A week or so ago, John Shenberger asked on facebook whether anyone knew how station wagons got their name. At the risk of dating myself, I admitted that I did.
Station wagons were called that because they were marketed to middle-class folks or people who lived out in the sticks — the idea being they would use them to drive down to the railroad station to pick up family members, house guests, luggage and supplies.
I’ve owned a couple of station wagons in my life. Neither of them was used for this purpose.
By the time I started driving, trains and other forms of mass transit had taken a back seat to the almighty automobile.
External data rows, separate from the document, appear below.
PR #93, opened 2017-09-27
Fix hook runInThisContext

### LINKED ISSUE #89: hookRunInThisContext doesn't use current runInThisContext API
#The `vm.runInThisContext` hook assumes the second argument to `runInThisContext` [is a string](https://github.com/istanbuljs/istanbuljs/blob/master/packages/istanbul-lib-hook/lib/hook.js#L139). However, the argument has been an options object for quite a while now (I believe since Node 0.10 or 0.12). This prevents Istanbul from instrumenting modules instantiated by calling `Module#_compile` (or by calling `runInThisContext` using the proper API).

CodeTroopers:
Fix #89 hook runInThisContext to use options as argument instead of  filename (cf [vm documentation](https://nodejs.org/api/vm.html#vm_vm_runinthiscontext_code_options))

Delete unusable and unused hook on createScript : instead use constructor [new Script](https://nodejs.org/api/vm.html#vm_new_vm_script_code_options)

### DIFF
--- a/packages/istanbul-api/lib/run-cover.js
+++ b/packages/istanbul-api/lib/run-cover.js
@@ -3,198 +3,197 @@
  Copyrights licensed under the New BSD License. See the accompanying LICENSE file for terms.
  */
 var path = require('path'),
-    fs = require('fs'),
-    mkdirp = require('mkdirp'),
-    matcherFor = require('./file-matcher').matcherFor,
-    libInstrument = require('istanbul-lib-instrument'),
-    libCoverage = require('istanbul-lib-coverage'),
-    libSourceMaps = require('istanbul-lib-source-maps'),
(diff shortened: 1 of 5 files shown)


CodeTroopers:
Strange error on 4 unit tests : Uncaught TypeError: Cannot read property 'f' of undefined
Help would be appreciated

bcoe:
@CodeTroopers thanks for digging into this; If you don't mind, let's split this into two pull requests.

One that corrects the `runInThisContext` logic, and one that removes `hookCreateScript` ... I'm not quite following why you removed this API method though? Looking at tests it seems as though the feature was behaving as expected?

CodeTroopers:
Close for a more clean pull request

PR #95, opened 2017-09-28
deps: upgrade debug package

evan-scott-zocdoc:
Due to https://nodesecurity.io/advisories/534

It's a major version bump, but looking at the changelog I don't
see any breaking changes of note.


bcoe:
@evan-scott-zocdoc 👍 thanks for the contribution.

PR #98, opened 2017-09-29
another pull request to add hook to vm.runInContext

pangrr:
This PR is created to deal with the coverage loss issue of [another PR](https://github.com/istanbuljs/istanbuljs/pull/90) of the same purpose.
The difference between this PR and the other PR is that, this PR keep the value of coverageVar in istanbul-api/lib/run-cover.js and remove a little bit of unit test on hookRunInContext.

### DIFF
--- a/.travis.yml
+++ b/.travis.yml
@@ -5,4 +5,5 @@ node_js:
   - '6'
   - 'stable'
 
+before_install: npm i yarn -g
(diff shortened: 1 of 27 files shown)


bcoe:
@pangrr whoops; I commented on the other pull, which I believe this would override. Same comment applies, perhaps we could make the `__coverage__` variable configurable, such that your tests are covered as expected?

PR #108, opened 2017-10-16
feat: add support for ignoring entire files

kentcdodds:
Sometimes in my projects I'll have one or two files that I don't want to have coverage for. It's annoying to have to edit the config to just ignore one or two files (especially if that config is hidden away in another tool).

This PR adds a feature for ignoring entire files by allowing you to add a comment: `/* istanbul ignore file */` and it will skip instrumenting the entire file.

To do this, I create another regex especially for this full file ignore, then in the program enter and exit visitor, we check whether the parent of the program node (the file node) has any comments which match this regex. If it does, then we'll skip doing any instrumentation.

This PR also tests this functionality with a new `specs/ignore.yaml`. It requires adding a new option called `noCoverage` which functions similar to `generateOnly` except it adds an assertion that the input code is the same as the output (because it hasn't been altered).

I've tested this locally and it works great!
 
screen shot 2017-10-16 at 5 26 30 pm

I normally would have opened an issue for this, but I thought it'd be pretty small :) I'm happy to iterate on this a bit.

### DIFF
--- a/packages/istanbul-lib-instrument/src/visitor.js
+++ b/packages/istanbul-lib-instrument/src/visitor.js
@@ -5,6 +5,8 @@ import template from 'babel-template';
 
 // istanbul ignore comment pattern
 const COMMENT_RE = /^\s*istanbul\s+ignore\s+(if|else|next)(?=\W|$)/;
+// istanbul ignore file pattern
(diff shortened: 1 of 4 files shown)


bcoe:
@kentcdodds your work is released in `istanbul-lib-instrument: 1.8.0 => 1.9.0`.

Car manufacturers and highway construction lobbyists had seen to that.
I came up in a generation in which cars and driving became a focal point in our lives. With that in mind, I once set out to write my autobiography around the cars I had owned. I called it “Auto Biography.”
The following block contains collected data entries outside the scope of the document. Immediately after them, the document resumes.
PR #115, opened 2017-11-14
Build/fix travis appveyor

JaKXz:


bcoe:
@JaKXz want to take another crack at kicking this off, I think the early `9.x` release might have had some problems.

JaKXz:
@bcoe unfortunately looks like we're still waiting on that fix. No idea why node v4 on windows isn't co-operating though :(

bcoe:
@bcoe I believe the fix is supposed to be out this week to npm 👍

JaKXz:
Yay Travis is passing now! Thank you npm folks!

bcoe:
@JaKXz looking good 👍 mind kicking off another appveyor build when you have two seconds; I wonder why the Node 4 build failed.

JaKXz:
@bcoe no dice :(

CodeTroopers:
The error is referenced [here](https://github.com/lerna/lerna/issues/999)

bcoe:
@CodeTroopers, @JaKXz sounds like there's potentially a workaround for this issue in the thread that @CodeTroopers linked to? would love an update to this patch if anyone has a moment.

CodeTroopers:
@bcoe I'm not sure of the need to pass time for this issue. It concern only NodeJS4 and [the end support is in April](https://github.com/nodejs/Release)

PR #422, opened 2025-02-21
Footer crest fix

MalcolmVonMoJ:

Fixes the colours for the royal crest on GDS styled sites

4.20.4

Neither.

## Checklist

- [ ] Checked on Safari
- [ ] Checked on Firefox
- [x] Checked on Chrome

### DIFF
--- a/style.css
+++ b/style.css
@@ -1,7 +1,7 @@
 /*
 Theme Name: Hale
 Text Domain: hale
-Version: 4.20.3
+Version: 4.20.4
 Domain Path: /languages
 Description: Theme for Ministry of Justice websites.
 Author: Ministry of Justice


assets/scss/brandings.scss
```diff
@@ -1193,5 +1186,13 @@ body.hale-colours-variable {
 			}
 		}
 	}
+}
 
+.govuk-footer {
```
RobLoweMOJ, line 1191: WHy are we moving this outside the .hale-colours-variable class?

MalcolmVonMoJ: This is to make the default colour work - the variable colours were working as intended, but the default wasn't being picked up.  This should always have been applied to all sites, not just those with custom colours.  

I noticed this on Adam's new site which is GDS styled, but it also appears on the Dashboard and elsewhere.

RobLoweMOJ: Sounds good

PR #425, opened 2025-02-24
New heading option for CPTs

MalcolmVonMoJ:

Added an option to move the heading to the very top of the page and give it a shade for CPTs

4.20.5

Neither.

## Checklist

- [ ] Checked on Safari
- [ ] Checked on Firefox
- [x] Checked on Chrome

### DIFF
--- a/assets/scss/brandings.scss
+++ b/assets/scss/brandings.scss
@@ -758,6 +758,16 @@
 		}
 	}
 
+	//Shaded headings (full-width headings)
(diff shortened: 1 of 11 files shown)


RobLoweMOJ:
COuld pass a param into the templates for if the header if the h1 should display. Would reduce repeat calls to DB. Also this should work with document upload switched on

RobLoweMOJ (approved):
LGTM

PR #426, opened 2025-02-24
Revision date

RobLoweMOJ:

Neither.

## Checklist

- [ ] Checked on Safari
- [ ] Checked on Firefox
- [ ] Checked on Chrome


brown-a2 (approved):

brown-a2:
I assume it wasn't in scope but would we also want revision date to show up on the single page?

MalcolmVonMoJ:
> I assume it wasn't in scope but would we also want revision date to show up on the single page?

There is a date in the pattern for the new full-width header.  My PR for that currently uses the updated date - when this is merged I can add the revision date to that logic, probably as a new PR.

brown-a2 (approved):

brown-a2:
Only small thing, in the ACF label you have it as Restrict blocks...but maybe it should just be 'Blocks' bescuse the restricting it really happening below in the include/exclude field. Just a suggestion, either way looks great.

PR #427, opened 2025-02-25
Cpt restirct blocks

RobLoweMOJ:

Allows you to restrict blocks to on a CPT

Neither.

## Checklist

- [ ] Checked on Safari
- [ ] Checked on Firefox
- [ ] Checked on Chrome


brown-a2 (approved):

brown-a2:
Only small thing, in the ACF label you have it as Restrict blocks...but maybe it should just be 'Blocks' bescuse the restricting it really happening below in the include/exclude field. Just a suggestion, either way looks great.

PR #431, opened 2025-02-27
Remove callback function as editors dont have access to colours

RobLoweMOJ:

Fix fatal error  for site editors - Remove callback function as editors dont have access to colours

TBC

Neither.

## Checklist

- [ ] Checked on Safari
- [ ] Checked on Firefox
- [ ] Checked on Chrome


MalcolmVonMoJ (approved):
😭

PR #436, opened 2025-03-12
Remove latest news from authorised blocks

MalcolmVonMoJ:

This PR prevents new Latest News blocks from being added, the Item List block should be used instead.

4.21.7

Dev

## Checklist

- [ ] Checked on Safari
- [ ] Checked on Firefox
- [x] Checked on Chrome


RobLoweMOJ (approved):
LGTM

PR #441, opened 2025-03-31
Fix SVG Upload - was not working in customizer

RobLoweMOJ:

Fix SVG Upload - was not working in customizer

Neither.

## Checklist

- [ ] Checked on Safari
- [ ] Checked on Firefox
- [ ] Checked on Chrome


brown-a2 (approved):
I think I'd tend to expect it in the uploads.php file but I understand why you put it in here.

PR #442, opened 2025-04-03
Ticket taylor

MalcolmVonMoJ:

Completely re-does the title shading code as the previous approach interferes with the Ticket Taylor code.  

The new approach uses box shadows - which is a bit more elegant.  As we cannot z-index box shadows, it might cover up other things - but I don't think we ever had a situation where the shading goes beneath something else.  

This only affects normal page and search page titles.

4.21.13

Neither.

## Checklist

- [x] Checked on Safari
- [ ] Checked on Firefox
- [x] Checked on Chrome

### DIFF
--- a/assets/scss/brandings.scss
+++ b/assets/scss/brandings.scss
@@ -1070,32 +1070,8 @@ body.hale-colours-customised {
 
 	.hale-search-header,
 	.page-header-section {
-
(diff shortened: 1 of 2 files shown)


RobLoweMOJ (approved):
LGTM

PR #447, opened 2025-04-22
Topnav errors & mobile errors

MalcolmVonMoJ:

3 bugs are fixed here:
- On situations with no breadcrumbs, the last item of the main navigation (mobile view only) spills over the bottom of the menu.  This is fixed here by applying margin and padding as needed to items which follow the header if they are divisions.  
- In mobile view, there is some horizontal scrolling happening.  This has been fixed by applying an `overflow-x:clip` property to the `html` tag.  
- The latest Chrome update seems to have removed support for `a:focus:before` in CSS.  It is still supported in Firefox.  I am working on the assumption that this is a bug which will soon be fixed.  In the meantime, I have made our CSS more specific to ensure that hover styles are not applied when focussed (`:hover:focus` isn't working, we don't want `:hover` to be the style).  Luckily `:hover:not(:focus)` is still working.  If this isn't fixed in Chrome soon, we might have to revisit this.  

4.21.15

Neither.

## Checklist

- [x] Checked on Safari
- [x] Checked on Firefox
- [x] Checked on Chrome

### DIFF
--- a/assets/scss/brandings.scss
+++ b/assets/scss/brandings.scss
@@ -412,7 +412,7 @@
 							@include hale-heading-link-underline-restrictor($colour: --header-link-focus-highlight);
 						}
 
-						&:hover {
+						&:hover:not(:focus) {
 							color: var(--header-link-hover);
 							border-bottom-color: var(--header-link-hover-border);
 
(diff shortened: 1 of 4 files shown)


RobLoweMOJ (approved):
LGTM

PR #453, opened 2025-05-22
Remove package lock as theme is compiled on build

brown-a2:

Removes Package Lock file from repo and adds it to gitignore.

We do not need this file as it is generated when we compile and build the Docker image. 

Demo

## Checklist

- [ ] Checked on Safari
- [ ] Checked on Firefox
- [ ] Checked on Chrome


RobLoweMOJ (approved):
LGTM

PR #457, opened 2025-06-18
List margin

MalcolmVonMoJ:

Brings through the GDS list styles for list blocks (previously worked but I guess WordPress changed this block to have a class which broke it).  

4.24.2

(what a pleasing number)

Neither.

## Checklist

- [ ] Checked on Safari
- [ ] Checked on Firefox
- [x] Checked on Chrome


RobLoweMOJ (approved):
LGTM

It seemed like a better idea than writing my life story around other things I’d owned — like underwear. Although “Briefs” would have been a catchy title.
Can you imagine plugging a book like that on a talk-show?
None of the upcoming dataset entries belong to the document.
PR #462, opened 2025-08-01
Add autocomplete filter to listing page - part one

brown-a2:
This PR adds an autocomplete filter by taxonomy to the listing template. This is controlled via ACF. 

PR breakdown:
- Adds a toggle in the backend of ACF on a taxonomy that switches autocomplete on or off.
- When toggled on, any listing template filter using that taxonomy will switch to use an autocomplete filter.
- Uses same Gov UK css
- Introduces a new JS file just for using autocomplete on the listing template. 
- Uses same vars passed into the existing filter group.
- Minor formatting or PSR12

Still to do (part 2)
- Tidy up the look of the autocomplete field - arrow too big.
- While some work has been done on subtopics already, there is still some work to do to get it fully working.

### DIFF
--- a/assets/js/autocomplete-filter.js
+++ b/assets/js/autocomplete-filter.js
@@ -1,24 +1,206 @@
-/* autocomplete filter for listing page */
+/* Simplified autocomplete filter for listing page */
+var taxonomies_with_terms = {};
 
+// Check if the object exists and extract terms
+if (typeof listing_page_object !== 'undefined') {
+    console.log('listing_page_object:', listing_page_object);
+    
+    // Store taxonomy terms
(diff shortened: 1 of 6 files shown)


RobLoweMOJ:
You are using a mix of localisation scripts and document.querySelectorAll to load data into the js.. the code works i am just wondering if this should be consistent. happy to discuss.

brown-a2:
> You are using a mix of localisation scripts and document.querySelectorAll to load data into the js.. the code works i am just wondering if this should be consistent. happy to discuss.

Sure happy to discuss. ... my rational is that I've tried to keep a separation of concerns where the global data comes via PHP localisation while the instance-specific data is managed via the dom query selector look ups.

RobLoweMOJ (approved):
LGTM

PR #103, opened 2020-10-22
Simplify the condition

yito88:
We can simplify the condition for IfNotExists and IfExists because we have `concatenatedClusteringKey` attribute after supporting multiple clustering keys.


feeblefakie (approved):
LGTM!

PR #106, opened 2020-10-29
Alias for update expression

yito88:
https://scalar-labs.atlassian.net/browse/DLT-7500
To use column names reserved by DynamoDB like `date`, `user`.

Set aliases of columns and the name map to the update request.


feeblefakie (approved):
LGTM!

PR #107, opened 2020-10-29
Fix the schema tool to modify the secondary index table

yito88:
https://scalar-labs.atlassian.net/browse/DLT-7404
https://scalar-labs.atlassian.net/browse/DLT-7499

### Issue
- Schema tool failed to create a secondary index which had more than 20 non-key attributes
```
'localSecondaryIndexes.1.member.projection.nonKeyAttributes' failed to satisfy constraint: Member must have length less than or equal to 20
```

### Cause
- The API `nonKeyAttributes()` couldn't receive more than 20 attributes

### Fix
- Use `ProjectionType/ALL` instead of `ProjectionType/INCLUDE` to set all attributes


ymorimo (approved):
It worked! LGTM.

feeblefakie (approved):
LGTM! Nice!

PR #108, opened 2020-11-02
fix for a null value

yito88:
https://scalar-labs.atlassian.net/browse/DLT-7534

### Issue
- Put with a null value failed
```
Caused by: com.scalar.db.exception.storage.ExecutionException: Invalid UpdateExpression: An expression attribute value used in expression is not defined; ...
```

### Cause
- A null string(bytes) could not be defined as an AttributeValue
```
# non null string
:val0=AttributeValue(S=foo, SS=[], NS=[], BS=[], M={}, L=[])
# null string
:val4=AttributeValue(SS=[], NS=[], BS=[], M={}, L=[])
```

### Fix
- A null string(bytes) is set as a null type value
```
:val4=AttributeValue(SS=[], NS=[], BS=[], M={}, L=[], NUL=true)
```

### DIFF
--- a/src/main/java/com/scalar/db/storage/dynamo/ResultImpl.java
+++ b/src/main/java/com/scalar/db/storage/dynamo/ResultImpl.java
@@ -17,7 +17,6 @@ import com.scalar.db.io.IntValue;
 import com.scalar.db.io.Key;
 import com.scalar.db.io.TextValue;
 import com.scalar.db.io.Value;
-import java.nio.charset.StandardCharsets;
 import java.util.ArrayList;
 import java.util.HashMap;
 import java.util.List;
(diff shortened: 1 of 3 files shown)


src/main/java/com/scalar/db/storage/dynamo/ResultImpl.java
```diff
@@ -131,22 +130,23 @@ private Value convert(AttributeValue itemValue, String name, String type)
       throws UnsupportedTypeException {
     // When itemValue is NULL, the value will be the default value.
     // It is the same behavior as the datastax C* driver
+    boolean isNull = itemValue == null || (itemValue.nul() != null && itemValue.nul());
```
feeblefakie, line 133: Just a question.
Is there any case where `itemValue.nul()` is null?

feeblefakie (approved):
LGTM! 
(left a question but it's non blocking)

src/main/java/com/scalar/db/storage/dynamo/ResultImpl.java
yito88: Yes, `AttributeValue#nul()` returns `Boolean`. It returns null when the itemValue has a non-null value.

“Well, Mr. Oslin, after writing an autobiography based on the underwear you’ve owned, what will you do for a sequel?”
I wrote a few installments for “Auto Biography,” which ran in Hoot, a humor tabloid I published in the ’80s and ’90s. At the time, I owned a 1979 Ford station wagon. I never got around to writing that chapter.
The Ford wagon was one of the most remarkable cars I’d ever owned. I’d inherited it from my brother, who ran over a fire hydrant, took a left turn onto the railroad tracks and run into God knows what else.
It had assorted dents, a mangled front end and a three-gallon ding in the gas tank with the imprint of a fire hydrant. (Miraculously the gas tank never leaked.) It was the same make, model and color as the Family Truckster, the stylized Ford Country Squire wagon made famous in the movie “National Lampoon’s Vacation.”
After inheriting the station wagon from my brother, I set out to customize it. I “pimped my ride” as the kids are fond of saying.
It so happened that, while crusing the backroads one night, I found part of a front clip from a Mack truck in a ditch along the road. I thought the Mack insignia and bulldog hood ornament would make a nice addition to the Family Truckster. The clip was made of fiberglass and weighed quite a bit, but I managed to hoist it onto my roof rack.
Whenever I tell this story, the listener insinuates that I stole the body section from an intact truck. That’s not true. I’m not that kind of guy. In fact, I promptly reported the crash from the first pay phone I could find.
The fake woodgrain panels on the Family Truckster looked tacky, so I covered them with camouflage contact paper.
Over time, I added other features including a baby doll arm turn signal. The right turn signal unit was missing when I inherited the car, so I mounted a doll arm on top of the fender and wired a bulb socket inside of it. (I came by the baby doll arm honestly, so don’t even ask.)
In spite of its appearance, the Family Truckster was quite roadworthy. I used it to distribute bundles of my humor publication, so I had to beef up the suspension. I used coil springs from a half-ton pickup truck and installed air shocks in the rear. At one point, the parking brake cable broke. I ordered a replacement from Ford, which apparently was shipped from Deerborn, Mich., by ox cart because it took forever to get to Columbus.
The Family Truckster came closer to passing a safety inspection than any car I’d ever owned. The vehicle inspector got a chuckle out of the Mack bulldog hood ornament and he was pretty impressed with the baby doll arm turn signal. Then he asked to check the parking brake.
Here’s how that conversation went:
“Now I’m going to stand in front of the car and I want you to put on the emergency brake, take the car out of park and slowly take your foot off the brake pedal.”
“You might not want to do that.”
“Because the new brake cable is still a box in the back of the car.”